Die ersten zwei Monate in Medellín

Mittlerweile haben Justus und ich schon fast zwei Monate in unserem Auslandsfreiwilligendienst verbracht. In diesem zweiten Blog möchte ich meine bisherigen Erfahrungen über das Leben in Medellín mit euch teilen.

Als Justus und ich vom Flughafen abgeholt wurden, hat uns direkt Medellíns warme Nachtluft begrüßt.

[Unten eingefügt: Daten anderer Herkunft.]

PR #121, opened 2023-08-18
Trim undefined behaviors from acctz

earies:
This PR is to start discussion on various ambiguous or undefined behaviors.

Choosing to do this as a PR vs. issue to adjust as we discuss.  Will tag items
as inline comments post submission and if we come to consensus on items, will
adjust the final commit message for a squash merge.

### DIFF
--- a/acctz/acctz.proto
+++ b/acctz/acctz.proto
@@ -99,34 +99,30 @@ message SessionInfo {
 // Details of authentication - for gRPC or shell/vendor-CLI.
 message AuthDetail {
   // Identity string is used to identify the user that executed the
-  // command. For instance, it could be the spiffe-id in the case of
+  // command. For instance, it could be the SPIFFE-ID in the case of
   // gRPC or unix-style user-name in the case of shell/vendor-CLI.
   string identity = 1;
 
-  // Privilege level configured on the system.
-  uint32 privilege_level = 2;
-
-  // authentication status
+  // Authentication status
   enum AuthenStatus {
     AUTHEN_STATUS_UNSPECIFIED = 0;
     AUTHEN_STATUS_PERMIT = 1;
     AUTHEN_STATUS_DENY = 2;
   }
-  AuthenStatus status = 3;
+  AuthenStatus status = 2;
 
   // In case of STATUS_DENY, cause for the deny
-  string deny_cause = 4;
+  string deny_cause = 3;
 }
 
 // Command details for shell/vendor-CLI
 message CommandService {
   enum CmdServiceType {
     CMD_SERVICE_TYPE_UNSPECIFIED = 0;
-    CMD_SERVICE_TYPE_SHELL = 1;
-    CMD_SERVICE_TYPE_CLI = 2;
-    CMD_SERVICE_TYPE_HTTP = 3;		// Web UIs
-    CMD_SERVICE_TYPE_RESTCONF = 4;
-    CMD_SERVICE_TYPE_NETCONF = 5;
+    CMD_SERVICE_TYPE_CLI = 1;
+    CMD_SERVICE_TYPE_HTTP = 2;		// Web UIs
+    CMD_SERVICE_TYPE_RESTCONF = 3;
+    CMD_SERVICE_TYPE_NETCONF = 4;
   }
   CmdServiceType service_type = 1;
 
@@ -210,10 +206,6 @@ message RecordResponse {
 
   // Authentication related details
   AuthDetail authen = 7;
-
-  // Optional repeated task_id that represent tasks that were used to
-  // accomplish the request on the system.
-  repeated string task_ids = 32;
 }
 
 // RecordRequest, requests a starting point for records to be sent to the


acctz/acctz.proto
```diff
@@ -99,34 +99,30 @@ message SessionInfo {
 // Details of authentication - for gRPC or shell/vendor-CLI.
 message AuthDetail {
   // Identity string is used to identify the user that executed the
-  // command. For instance, it could be the spiffe-id in the case of
+  // command. For instance, it could be the SPIFFE-ID in the case of
   // gRPC or unix-style user-name in the case of shell/vendor-CLI.
   string identity = 1;
 
-  // Privilege level configured on the system.
-  uint32 privilege_level = 2;
```
earies, line 107: Privilege levels are custom to only some implementations and generally sit between the range of 0-15 (16 values) with a few system defined levels that carry similar behaviors leaving room for user-defined levels and privilege mapping.

Now, from this I would like request for comment on the following:
* Does this even need to be sent for every accounting record?  User permissions mappings to resources are abstract of this privilege level custom to only some implementations.  Others may use other techniques such as user classes/groups and that is not conveyed here
* If it becomes optional for implementations that do not support then we have an issue omitting the field as it would take on the assumption of the value 0 for protobuf (which can be mixed in with an actual value).  One option would be to always set something like 2^32-1 (4294967295) in such cases but that is also unnecessary overhead

acctz/acctz.proto
```diff
@@ -99,34 +99,30 @@ message SessionInfo {
...
   // In case of STATUS_DENY, cause for the deny
-  string deny_cause = 4;
+  string deny_cause = 3;
 }
 
 // Command details for shell/vendor-CLI
 message CommandService {
   enum CmdServiceType {
     CMD_SERVICE_TYPE_UNSPECIFIED = 0;
-    CMD_SERVICE_TYPE_SHELL = 1;
```
earies, line 125: Underlying "shell" accounting to my knowledge is not implemented across any shipping network implementation today so I guess I would like to bring this one back to "how" this would be suggested, what this might entail first before adding a variant here which cascades to the remainder of other messages/field options here.

Authorization and accounting of supported NBI is very well supported but since most systems implement on top of some alternate base OS, the underlying OS shell capabilities (either control or forwarding plane) are not subject to the same AAA.  Generally this stops at if a user can access the shell or not coupled with an underlying group mapping that may or may not allow privilege escalation (su/sudo).

Each implementation could support a number of underlying shells (csh, sh, bash, zsh, etc..) and while there are techniques to "intercept" and log commands via shell profiles, this could likely be overridden by a user and would also call for those subsystems to be able to hook into accounting subsystems outside of general logging (file/syslog)

I fully comprehend that this means that there is lack of visibility into what a user that has these privileges may do in an underlying shell but maybe we can bring this back to if or how this is done in the compute space first and then reintroduce capabilities back into gNSI once defined.

Accounting is also the only service currently concerned with the underlying shell.  Authorization would be an entirely other conversation as well.

acctz/acctz.proto
```diff
@@ -210,10 +206,6 @@ message RecordResponse {
 
   // Authentication related details
   AuthDetail authen = 7;
-
-  // Optional repeated task_id that represent tasks that were used to
-  // accomplish the request on the system.
-  repeated string task_ids = 32;
```
earies, line 216: My understanding off this 2-line comment would be that this could represent any system defined method to "trace" a call.  Could you elaborate on it's intent or shall we mark for removal and define what this might mean later?

acctz/acctz.proto
```diff
@@ -99,34 +99,30 @@ message SessionInfo {
...
-  AuthenStatus status = 3;
+  AuthenStatus status = 2;
 
   // In case of STATUS_DENY, cause for the deny
-  string deny_cause = 4;
+  string deny_cause = 3;
 }
 
 // Command details for shell/vendor-CLI
 message CommandService {
```
earies, line 119: We have a split of gRPC and "command" services however the command services listed here are a mix of separate APIs and each API behavior may or may not be able to be broken down into the constructs of commands and command arguments.

For CLI, it might be natural to break this down in such a fashion

However for other NBI APIs you have a mix of protocol level semantics coupled with data payloads in various structures, some of this is analogous to gRPC services where currently the plan is to encapsulate the entire message in a PROTO_ANY

I think this will need some additional consideration if we were to elaborate with examples on all services.  Currently in JUNOS, we log/record across various APIs by mostly breaking it down at the RPC name level only but not with full visibility into the remainder of request.

The full requests are analogous to debug/tracing which come with additional cost

acctz/acctz.proto
```diff
@@ -179,6 +175,9 @@ message GrpcService {
 
   // True, if truncation of payloads occurs due to an implementation
   // limitation in the originating service, any middleware, or the receiver.
+  // Truncation must only occur within a given API's message field (non
```
earies, line 178: Adjusted wording here to clarify that any truncation should only occur within the contents of a protobuf message field and not on the message/field boundaries themselves to allow for proper deserialization.

But I would like to raise the point that this is going beyond where we have been in classical accounting and is more analogous to full debug/tracing.  Since this is crossing such boundaries, I would likely propose additional configuration schema (or runtime gRPC APIs - however this is also going to be different among implementations) to toggle if this behavior should be enabled/disabled and not necessarily _always on_

acctz/acctz.proto
haussli: I was thinking about this separately.  priv-lvl is not universal; other platforms use user-defined names to identify roles, such as "operator".  As such, I think this should be a string, not an int.  It would be more versatile that way and could still hold a number.
It could be moved, but I think some parity with existing accounting is useful and do not consider this overhead.

acctz/acctz.proto
haussli: It seems like command accounting to me.  cli command accounting includes the command and args....  This is just more volumous.

acctz/acctz.proto
haussli: You seem to be conflating expanding the list service_requests with this log message?

I do not know what NBI is.

I do not see how the junos behavior you describe is different from the GrpcService message.

acctz/acctz.proto
haussli: I think these are intended to be IDs that could be used to correlate processes etc with an RPC/cmd/etc.   I believe that some systems include such IDs in syslog msgs.  But, I was not around when this was created, so I am speculating.

acctz/acctz.proto
haussli: None of that means that this accounting is not useful or could the issues with the method could not be overcome.  I do not see a reason to remove this.

earies: The reason why I would suggest removal and trimming such behaviors is because its currently an undefined wish list item is all.  A protobuf IDL with fields and comments is not the same as a specification that considers how to implement and will result in misperception and ambiguity and thus differences and partial support among implementations.

At a high level, I do not disagree to the usefulness because without such, there is loss of visibility into some actions that are performed by already trusted classes of users however...

A network element is mostly a distributed system wrapped up to abstract a single management interface - there are fully supported interfaces into the network element and then there can be many non-supported interfaces/debug shells such as:

* Underlying controller card OS shells
* Linecard OS/ukern shells
* Other components, SoC - BCRM debug shell, etc...

In that means there are various methods to essentially "jump" or "attach" to such endpoints by breaking out of the supported interface - it's many "systems" internally.  Some but not all capabilities are brought up to the fully supported interfaces (e.g. common and absolutely necessary often providing some abstraction) - these generally inherit the supported AAA infra.

Each one of these interfaces has vastly different underlying resources and may or may not be modifiable from implementation to implementation so I'd like to peel this one back a bit to what this might look like and what might be realistic when we're talking about accounting to various (sub)systems which also as I mentioned would also really apply to any vision of authorization as well.  This problem statement need not apply to network elements either and would pose a similar issue in various compute host scenarios as well.

So agree that it's useful but would start at dissecting the problem statement w/ various scenarios and then talk solutions before adding it to the API definition as that's the easier of all above.

acctz/acctz.proto
earies: Similar to other cases, if there is no specification or concrete intent considering how such would be implemented consistently, etc..  then I would suggest it's removal to be reintroduced at a later point in time should there be a need and detailed specification.

acctz/acctz.proto
haussli: My point is that it exists today, though it has the caveat that you mention. But the caveat exists not be cause it is not possible to avoid, but due to the laziness of the implementation.

acctz/acctz.proto
haussli: Marcus & Morrow should comment on this; they are more likely to know the intention.

acctz/acctz.proto
haussli: You are suggesting splitting netconf/restconf in its own service_request type, because they more closely resemble (g)rpc and their arguments might not be representable in the string of cmd_args.  That seems reasonable to me.

For http, what I've seen of these interfaces, they are just conduit of sorts to the cli.  I realize that might not be universal and it could carry binary request data.  I suppose it co-exist with netconf, or be its own type.  Binary data could also be base64; which seems common.

I  do not know what any of this has to do with the deny_cause field. :)

earies: The comment is tagged to the `message CommandService` line but review rendering here makes it look like its against the changed line - Since this is a PR, not every line can hold a comment but rather requires a change within proximity (I had considered opening this for discussion w/ 1 or more distinct issues but opted for 1 PR to open up a wider discussion).  `deny_cause` has nothing to do w/ this but rather just had a alignment in field numbers within proximity.

That aside, I do think each distinct API will need need further analysis that is likely to be conveyed as their own message structs otherwise an additional ruleset would need to be devised on top of how to appropriately map, what will not map, etc...

Since none of that is defined today, it's just an additional point that there are versions of gNSI being cut (currently tagged as `1.2.2` at time of this comment) and implementation underway where there is too much ambiguity which is likely to create a significant amount of experimental backwards incompatible churn.  My suggestion is to eliminate such cases (removal) and build back up as time needs to be spent up front on the dissection of problem statements and specification vs. IDL.

acctz/acctz.proto
earies: I think this goes back to the intentions and goals of gNSI - being a redefinition of AAA, it seems there is a mix of items here that are not covered in their (OpenConfig) YANG model or other gNSI service equivalents (authorization/authz/pathz) but maybe rather map back to existing per-vendor implementation behaviors.

A "user" is bound to a privilege-level internal to a given implementation but this is agnostic to the binding by way of gNSI (and what seems like for good reason).  Correct me if I'm wrong but this "binding" should be known, can be queryable/streamed or its own structure table (aka. AuthorizationPolicy) so does every accounting record need to repeat this?

The answer could very well be yes but to draw the analogy to the gNMI/YANG world, this is like separate views of the same data just organized differently and when looking across all OC projects in tandem - there is an explosion of data by way of modeling across various APIs to be implemented on an element with finite resources.

Just to elaborate on my concern of "overhead", its with respect to a view across the board on what is ultimately protocol design so every bit will count - this is by no means a field that will be the offender but my concern would currently be targeted at full payload reflections in either success/failure scenarios especially when dealing with very large config sets (Coupled with OpenConfig modeled expansions that are likely to magnify a data payload an order of magnitude from previous as items like apply-groups, macro expansions, etc.. are not used)

acctz/acctz.proto
earies: Could you clarify the last statement?  Are you saying command accounting (and/or authorization) for all of the underlying shells/subsystems specified above does exist today?  I had asked in the initial comment if or how this might be done in the compute space because the analogy can be drawn to any OS and not just captive shells.

It seems that this can be overcorrected and solved by not giving access to the subsystems by any public API (CLI in this bucket as well) but that would be counterproductive in reality for everyone.

IMO its a problem statement that needs brainstorming and collaboration on solutions and not just a field in an API declaration

The intent of the PR is to trim undefined behaviors (which this is) with possible reintroduction back at a later point

acctz/acctz.proto
earies: Yes - similar and likely varied today across various NBIs - CLI command accounting I would venture to bet is the most consistent whereas other APIs may not glean the full payloads or the complete wrapper framing w/o additional debugging/tracing turned on

gRPC message sizes as well as internal structures may end up also gating what comes in via 1 NBI may not easily be reflected out another and with truncation being the middle ground, would a partial message suffice in all cases?  Guessing probably enough to hope to correlate the transaction with the actual client side that invoked if tracing/accounting is performed there as well

acctz/acctz.proto
morrowc: If the 'user' here can change their privilege level during a session/connection I think you need to track that.
In one example. this is:

  ```login as me, enable to do RW things, logout```
  
if you only noted the role/priv-level/etc at the start/end you'd be missing any transitions.
'not an int' seems like a good idea though.

acctz/acctz.proto
morrowc: "for all of the underlying shells/subsystems specified above does exist today?"

yes, for one platform we use, it does...

Is the problem you (ebben) see:
   "Today no platform will be able to account for 100% of user actions, so having this toggle in proto is not helpful"
   (this is your aspirational comment I think?)
   
I suppose that's a fine argument, but what if we open FR's with all vendors we deal with to say:

  "Hey, all user input on the cli MUST be accounted, full stop."

yup, we'll be waiting a while but.. that really is the long term goal, I think.
we COULD also just go add the enum / etc at the time that the features start to be realized.

acctz/acctz.proto
morrowc: Today we get this sort of notation in tac+ accounting logs, it's what stitches together all commands/etc sent over the life of a user's "session".

That's the intent of this field.
That may not matter for gRPRC things - 'connect send config, disconnect' - session-id is same as singular record.
It does matter for user-that-sshs sessions though. (I think it does, still matter)

acctz/acctz.proto
morrowc: The purpose of 'commandservice' is actually to account for 'chris uses ssh/telnet to connect to a  device and types things'.

In a world where folk use some gNMI for config management (for instance) and gNOI for 'collection of stats/etc' MOST interaction is likely robots not humans. Where a human may still connect: "why is this bgp session not coming up?" "Why did this interface not do what I wanted?" "Oh, great, vendor bug, now I have to type 12 'test crash' type commands :("

we want to have the accounting data for that come over the gNSI path.

acctz/acctz.proto
haussli: And, because it can change and because accounting records are not necessarily received/retrieved while the user is still logged-in or even at the same priv-lvl, it might not be possible to retrieve the level in use at the time of an event.

acctz/acctz.proto
haussli: There is one impl. of grpc accounting (non-gnsi) and one of its services does truncate under certain circumstances, and not in the way your change describes.  I do not know how difficult it would be to implement this change, but it does seem useful to me.

Also, whether args are accounted could be controlled by a configuration knob.  or, control the size of args; or both.

morrowc: > Adjusted wording here to clarify that any truncation should only occur within the contents of a protobuf message field and not on the message/field boundaries themselves to allow for proper deserialization.

btw, I believe this really was the original intent, "do not make a pile of garbage when you decide not to send the 10gb config over this RPC, please trim it sanely, kthxbi!"

acctz/acctz.proto
haussli: This field should just be a string.  Rename it to something generic, allowing it to cover the various implementations: privilege_level, user class, user role group, etc etc.  something like

// user's privilege level, user class, user group, task group, etc.
string group;

acctz/acctz.proto
haussli: These non-command-like services should be split into a different (new) service-type.

acctz/acctz.proto
haussli: I'll add this to PR #122

acctz/acctz.proto
nmahabaleshwar: @morrowc You mentioned this field matters for SSH access, it can be the pid of the sshd instance serving the connection ?

morrowc: Could be ssh-pid, sure!
I think I figured the universal answer: "uuid" would work here too.
but yup, sshd pid seems ok too.

morrowc (approved):

acctz/acctz.proto
```diff
@@ -99,34 +99,30 @@ message SessionInfo {
...
-
-  // authentication status
+  // Authentication status
   enum AuthenStatus {
     AUTHEN_STATUS_UNSPECIFIED = 0;
     AUTHEN_STATUS_PERMIT = 1;
     AUTHEN_STATUS_DENY = 2;
   }
-  AuthenStatus status = 3;
+  AuthenStatus status = 2;
```
rnhaddad, line 112: for backwards compatibility, perhaps it is best to NOT change this value? Use [deprecated=true]; ?

rnhaddad: Comment applies throughout this PR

Obwohl es schon sehr spät war, waren die Straßen gut gefüllt, sogar Bauarbeiter arbeiteten noch.
Auf unserem Weg zur Ciudad fuhren wir durch einen Tunnel, der offensichtlich nicht belüftet war, denn man konnte vor schlechter Luft kaum atmen. Als wir den Tunnel verließen, zeigte sich uns zum ersten Mal der wunderschöne Blick auf die Skyline von Medellín.
Angekommen in der Ciudad, wurden wir von Patrick empfangen, einem anderen Volo aus der Schweiz. Vor lauter Erschöpfung sind wir aber erstmal schlafen gegangen.
Am nächsten Tag empfing uns unsere Betreuerin und Koordinatorin Laura, um mit uns eine Tour über das Gelände zu machen und wir wurden dem Personal sowie den Einrichtungen der Ciudad vorgestellt. Wenn ihr wissen wollt, wie die Ciudad Don Bosco aufgebaut ist, schaut gerne in meinen anderen Blogeintrag.

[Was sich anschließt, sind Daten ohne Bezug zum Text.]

PR #122, opened 2023-08-21
separate authentication status and user info.  Make both members of

haussli:
SessionInfo.
Add a tty field to SessionInfo for the tty/vty; eg: con0, aux0. Add a session status field to SessionInfo to track login/out (aka start/stop records) and requests that are altogether a login, process request, logout events.
Add a AuthorDetail field to RecordResponse for the authorization of a request.

### DIFF
--- a/acctz/acctz.proto
+++ b/acctz/acctz.proto
@@ -127,8 +127,10 @@ message UserDetail {
   // accounting a login that terminated before a username was received.
   string identity = 1;
 
-  // Privilege level configured on the system.
-  uint32 privilege_level = 2;
+  // user's privilege level, user class, user group, task group, etc.,
+  // which is implementation dependent.  Might be omitted if
+  // authentication fails.
+  string group = 2;
 }
 
 // Details of authentication
--- a/acctz/acctz.proto
+++ b/acctz/acctz.proto
@@ -94,28 +94,88 @@ message SessionInfo {
   // - multiple sessions over a single SSH connection
   // - multiple channels over a single gRPC connection
   string channel_id = 6;
+
+  // optional name of the tty, eg: console0, aux0, vty0, pty0.  If the
+  // connection is a serial line, such as a console, the adddress,
+  // port, and protocol fields above will be omitted.
+  string tty = 7;
+
+  // session status
+  enum SessionStatus {
+    SESSION_STATUS_UNSPECIFIED = 0;
+    SESSION_STATUS_LOGIN = 1;	// "start"
+    SESSION_STATUS_LOGOUT = 2;	// "stop"
+    SESSION_STATUS_ONCE = 3;	// simultaneous login, cmd, logout
+    SESSION_STATUS_ENABLE = 4;	// change privilege level
+    SESSION_STATUS_IDLE = 5;	// "watchog"
+  }
+  SessionStatus status = 8;
+
+  // User details
+  UserDetail user = 9;
+
+  // Authentication details
+  AuthenDetail authen = 10;
 }
 
-// Details of authentication - for gRPC or shell/vendor-CLI.
-message AuthDetail {
+// Details of a user
+message UserDetail {
   // Identity string is used to identify the user that executed the
   // command. For instance, it could be the spiffe-id in the case of
   // gRPC or unix-style user-name in the case of shell/vendor-CLI.
+  // This might be omitted if the username is unknown, such as
+  // accounting a login that terminated before a username was received.
   string identity = 1;
 
   // Privilege level configured on the system.
   uint32 privilege_level = 2;
+}
+
+// Details of authentication
+// While some authentication mechanisms authenticate the client only
+// once, at connection time, such as mTLS and shell, others authenticate
+// the client for each service_request, such as gRPC w/o mTLS or HTTP.
+message AuthenDetail {
+  // authentication type
+  enum AuthenType {
+    AUTHEN_TYPE_UNSPECIFIED = 0;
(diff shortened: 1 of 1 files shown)


acctz/acctz.proto
```diff
@@ -94,28 +94,90 @@ message SessionInfo {
...
+  string tty = 7;
+
+  // session status
+  enum SessionStatus {
+    SESSION_STATUS_UNSPECIFIED = 0;
+    SESSION_STATUS_LOGIN = 1;	// "start"
+    SESSION_STATUS_LOGOUT = 2;	// "stop"
+    SESSION_STATUS_ONCE = 3;	// simultaneous login, cmd, logout
+    SESSION_STATUS_ENABLE = 4;	// change privilege level
+    SESSION_STATUS_IDLE = 5;	// "watchog"
```
morrowc, line 110: 'watchdog' ?

morrowc (approved):
minus what looks like a typo, ok :)

acctz/acctz.proto
haussli: This is what tacacs+ (rfc8907) calls this update message.  ie: "still logged-in".  There probably is a better term than "IDLE"; if you have a suggestion, please share/change it.

haussli: I think that we are still waiting for comments from baires on these changes.  I suppose that should timeout at some point.

acctz/acctz.proto
```diff
@@ -94,28 +94,90 @@ message SessionInfo {
...
+    AUTHEN_STATUS_ERROR = 3;
+  }
+  AuthenStatus status = 2;
+
+  // In case of STATUS_FAIL/_ERROR, detail of the cause
+  string cause = 3;
+}
+
+// Details of authorization - all service_requests
+message AuthorDetail {
```
nmahabaleshwar, line 168: nit: Does it make sense to replace `Author` with `Authz` which is the word used for authorization in gNSI ?

```
AuthzDetail
AuthzStatus
AUTHZ_STATUS_UNSPECIFIED
.
.
.
AuthzStatus
```

haussli: Hey, I do not know; personally, I do not like the 'z' thing.  eg: it is ambiguous w/o more context; is that authentication or authorization.  In this case, I believe that I just continued the name from the previous version; I did not change it.

But, whatever the majority thinks is best, works for me.  Hopefully, Eben and Morrow will comment on this.

nmahabaleshwar: Can we just use the entire word `Authorization` ? `Author` is a noun and there is ambiguity on what it represents in this scenario.

Also should we move this to SessionInfo where we also have the Authentication information ?

erahn: I want to note: AuthN is the common abbreviation for authenticatioN. AuthZ is the common abbreviation for authorizatioN. Author is pretty ambiguous and confused me when I read this.

morrowc: I don't see that there is consensus to leave it alone, I'd err on the side of "less ambiguity" personally.
So... instead of 'bring me a rock', please use either:
   * full word (authorization / authentication / accounting)
   * industry standard common abbreviations (authn, authz)
   
   either of those tacts is ok for me :)

haussli: I prefer not to be involved in naming things.  I would like erahn and nmahabaleshwar to create a separate merge request to make these changes.

acctz/acctz.proto
haussli: @earies Do you have comments on this?  The window is closing on November 2.

acctz/acctz.proto
nmahabaleshwar: We can raise a different PR about naming. How about the other comment regarding the SessionInfo having the Authorization information along with the Authentication information ?

haussli: To be sure that I understand, you are asking if AuthorDetail should be moved from RecordResponse to SessionInfo (and therefore RecordResponse.SessionInfo)?

Is authorization part of the session, or part of the operation (ie: CommandService, GrpcService)?  My perspective is the latter, but so as not to duplicate the field in each operation message, it could be in RecordResponse.  Maybe I am wrong.

Is there a process advantage for the device if SessionInfo does not change for AuthorDetail,  where it can often just copy SessionInfo for most accounting messages in a particular session?

erahn: - AuthDetail (authen) should be under SessionInfo, because that's going to be consistent throughout the session
- AuthorDetail (author) I feel should be under both grpc_service and cmd_service. It's really associated with what was ran so it should be colocated with it.

nmahabaleshwar: We can leave it in RecordResponse to avoid duplication or have it in both `grpc_service` and `cmd_service`. Thanks @erahn

haussli: Hey, @nmahabaleshwar @erahn, I am resolving this so that we can move forward.  Please open an issue or a PR to address whatever you would like to see changed.

acctz/acctz.proto
haussli: Hey @earies ,  I am resolving this so that we can move forward. Please open an issue or a PR to address whatever you would like to see changed.

acctz/acctz.proto
nmahabaleshwar: Thanks @haussli

haussli:
> - AuthorDetail (author) I feel should be under both grpc_service and cmd_service. It's really associated with what was ran so it should be colocated with it.

Those are good arguments.  Please open a PR or MR with that.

In der Ciudad Don Bosco leben insgesamt zurzeit sechs Volontäre. Eine Woche vor Justus und mir kam Leo aus Österreich an. Schon seit einem Jahr ist Patrick hier, der in nächste Woche zurück in die Schweiz geht und von einem neuen Volo aus Belgien ersetzt wird. Unter der Woche arbeiten Emilio und Lucas in einer anderen Stadt und kommen daher nur am Wochenende in die Ciudad. Das Zusammenleben funktioniert einwandfrei und wir verstehen uns untereinander sehr gut.

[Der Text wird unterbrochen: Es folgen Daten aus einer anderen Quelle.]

PR #123, opened 2023-08-21
Update README for recent changes to services.

haussli:


acctz/README.md
```diff
@@ -9,24 +9,23 @@ remote collection service, primarily over a gRPC transport connection.
 ## Method of Operation
 
 Accounting Records are available at a gNSI origin:
```
earies, line 11: Thx - missed these in the previous commit..... question on the use of the word `origin` here - what is that meant to entail exactly?

It seems like this might have been an initial intention to replicate the gNMI concept of `origin`?

Otherwise its really just the base package name for the HTTP path header/proto def not including the version

haussli: Not sure; I assumed it meant "the root of the accounting tree", but its about as clear and useful as the northbound/SEWbound terms.  feel free to submit a MR to change it.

alle Volontäre der Ciudad Don Bosco

Die erste Woche verlief sehr entspannt. Als Phase der Eingewöhnung hat uns Laura freigegeben, aber mit dem Auftrag uns unter die Kinder zu mischen und uns mit ihnen zu unterhalten. Unser Spanisch reichte am Anfang auch noch nicht aus, um in den Projekten zu arbeiten, mittlerweile kommen wir aber immer besser rein. Die Kinder freuen sich aber sehr, dass wir da sind. Obwohl wir anfangs noch Schwierigkeiten hatten uns zu unterhalten, wurden wir oft gefragt, ob wir z.B. Uno oder Volleyball mitspielen wollen. Allgemein finde ich, dass wir sowohl von den Kindern, als auch den Betreuern und Lehrern sehr gut aufgenommen wurden, sodass uns die Eingewöhnung leicht fiel.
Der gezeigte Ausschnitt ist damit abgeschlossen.